### What is needed:
Would you filter the listing below so that only lines with the word "following" remain?

-------- Material provided --------

Issue #426, opened 2022-08-10
Fix leaking `ClientConfig` struct


henil:
Due to the way we where re-exporting the `tokio_rustls::rustls::ClientConfig` struct to make it easy for library authors to import it, documentation is generated in a way which suggests its a struct from our library which is not the case.

PR #428, opened 2022-08-12
fix(exports): remove leaky `pub use`

henil:
Closes: #426 

This exports are causing `ClientConfig` to be shown as a type coming from `rumqttc` in [docs.rs](https://docs.rs/rumqttc/latest/rumqttc/struct.ClientConfig.html). Uses of this [type](https://docs.rs/rumqttc/latest/src/rumqttc/lib.rs.html#299-304) still expect the correct `tokio_rustls::rustls::ClientConfig` type.

 So this could just be a bug in generating docs still not sure if this is the right way to do it, suggestions welcome. 

re: https://github.com/thin-edge/thin-edge.io/pull/1291

### DIFF
--- a/rumqttc/src/lib.rs
+++ b/rumqttc/src/lib.rs
@@ -120,8 +120,11 @@ pub use mqttbytes::*;
 pub use state::{MqttState, StateError};
 #[cfg(feature = "use-rustls")]
 pub use tls::Error as TlsError;
+
 #[cfg(feature = "use-rustls")]
-pub use tokio_rustls::rustls::ClientConfig;
+pub use tokio_rustls;
+#[cfg(feature = "use-rustls")]
+use tokio_rustls::rustls::ClientConfig;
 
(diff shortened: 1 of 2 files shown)


de-sh:
Any ideas why this PR triggered the implement `Eq` compiler error? Doesn't seem like the changes have anything to do with it? Maybe a compiler version upgrade is the cause and the newer compiler requires this warning and our use of the `-D warning` argument is causing CI to fail?

henil:
Yeah that [lint](https://rust-lang.github.io/rust-clippy/master/index.html#derive_partial_eq_without_eq) was introduced in release 1.63.0. If implementing `Eq` for those types is not a problem I will open a PR for it.

henil:
hmm there still seems to be some problem with docs.rs linking. Now the extra struct from rumqttc is gone but now all the references are unlinked. locally they seem to be linked properly so not sure what the problem is.

PR #211, opened 2024-03-04
add api node to network if it is a validator

felipemadero:
## Why this should be merged
When the so called API node is inside the validator set for the source blockchain, it is not added itself as it is not a peer of himself (only peers to API node are added). In situations were that validator is needed to fully sign a msg, teleporter can't proceed beyond relayer step. 

## How this works
The API node adds himself is belonging to the validators set

## How this was tested
It was tested on teleporter deploys on fuji for subnets of only one validator.

## How is this documented

### DIFF
--- a/README.md
+++ b/README.md
@@ -59,6 +59,9 @@ See the [Building](#building) section for instructions on how to build the relay
     - platform.getHeight
     - platform.validatedBy
     - platform.getValidatorsAt OR platform.getCurrentValidators
+  - If the P-Chain API node is also a subnet validator, it must have enabled:
+    - info.getNodeID
+    - info.getNodeIP
 
 ## Usage
 
--- a/peers/app_request_network.go
+++ b/peers/app_request_network.go
@@ -254,7 +254,7 @@ func (n *AppRequestNetwork) ConnectPeers(nodeIDs set.Set[ids.NodeID]) (set.Set[i
 					zap.String("nodeIP", apiNodeIP),
 					zap.Error(err),
 				)
-				retErr = fmt.Errorf("failed to parse api Node IP: %v", err)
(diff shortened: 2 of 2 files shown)


cam-schultz (commented):
Thanks for bringing this up, we should definitely account for this case.

However, this is incompatible with the public API, as info.GetNodeID and info.GetNodeIP are disabled. Instead, I think we should move your changes below the existing peer connection loop like so:

```
get the list of peers
foreach peer {
    attempt to connect to peer
}

// new code starts here
if len(connectedPeers) < len(nodeIDs) {
    attempt manually connect to API node
}

```

If the relayer is configured to use the public API, then the peer connection loop should succeed, and we will not call info.GetNodeID / info.GetNodeIP. Otherwise, if the info API node is also a validator, it's required for those two methods to be enabled.

Can you please make this change, as well as document the updated API requirements in the README? Thanks.

felipemadero:
> Thanks for bringing this up, we should definitely account for this case.
> 
> However, this is incompatible with the public API, as info.GetNodeID and info.GetNodeIP are disabled. Instead, I think we should move your changes below the existing peer connection loop like so:
> 
> ```
> get the list of peers
> foreach peer {
>     attempt to connect to peer
> }
> 
> // new code starts here
> if len(connectedPeers) < len(nodeIDs) {
>     attempt manually connect to API node
> }
> ```
> 
> If the relayer is configured to use the public API, then the peer connection loop should succeed, and we will not call info.GetNodeID / info.GetNodeIP. Otherwise, if the info API node is also a validator, it's required for those two methods to be enabled.
> 
> Can you please make this change, as well as document the updated API requirements in the README? Thanks.

done

cam-schultz (approved):
LGTM

geoff-vball (approved):

PR #212, opened 2024-03-04
Rename subnet -> blockchain in Config

### LINKED ISSUE #170: Key the configuration by blockchain, not subnet
**Context and scope**
The two primary types that compose `Config` are `DestinationSubnet` and `SourceSubnet`, each of which must specify a unique blockchain ID, but the subnet ID may be non-unique within each list. This is because subnets can support multiple blockchains, but a blockchain can only ever belong to a single subnet.

To reflect this, we should change these types to `DestinationBlockchain` and `SourceBlockchain` to better reflect what each entry represents.

cam-schultz:
## Why this should be merged
Fixes #170 

The application requires unique Blockchain IDs in the configuration, but the naming suggests that Subnets also need to be unique. Subnets can contain multiple blockchains, in which case there would need to be multiple entries in `SourceSubnets` and `DestinationSubnets` with the same subnet ID.

## How this works
Renames `SourceSubnet` to `SourceBlockchain` and `DestinationSubnet` to `DestinationBlockchain` in the configuration.

## How this was tested
CI

## How is this documented
Updated README

### DIFF
--- a/README.md
+++ b/README.md
@@ -139,9 +139,9 @@ The relayer is configured via a JSON file, the path to which is passed in via th
 
   - The address of the destination account that will receive the Warp message.
 
-`"source-subnets": []SourceSubnets`
+`"source-blockchains": []SourceBlockchains`
 
-- The list of source subnets to support. Each `SourceSubnet` has the following configuration:
+- The list of source subnets to support. Each `SourceBlockchain` has the following configuration:
 
   `"subnet-id": string`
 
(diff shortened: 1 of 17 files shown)


geoff-vball:
Thanks for doing this! Just want to link the ticket we had for this issue here https://github.com/ava-labs/awm-relayer/issues/170

michaelkaplan13 (approved):

geoff-vball (approved):

minghinmatthewlam (approved):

--------

### Written response:
-- The list of source subnets to support. Each `SourceSubnet` has the following configuration:
+- The list of source subnets to support. Each `SourceBlockchain` has the following configuration:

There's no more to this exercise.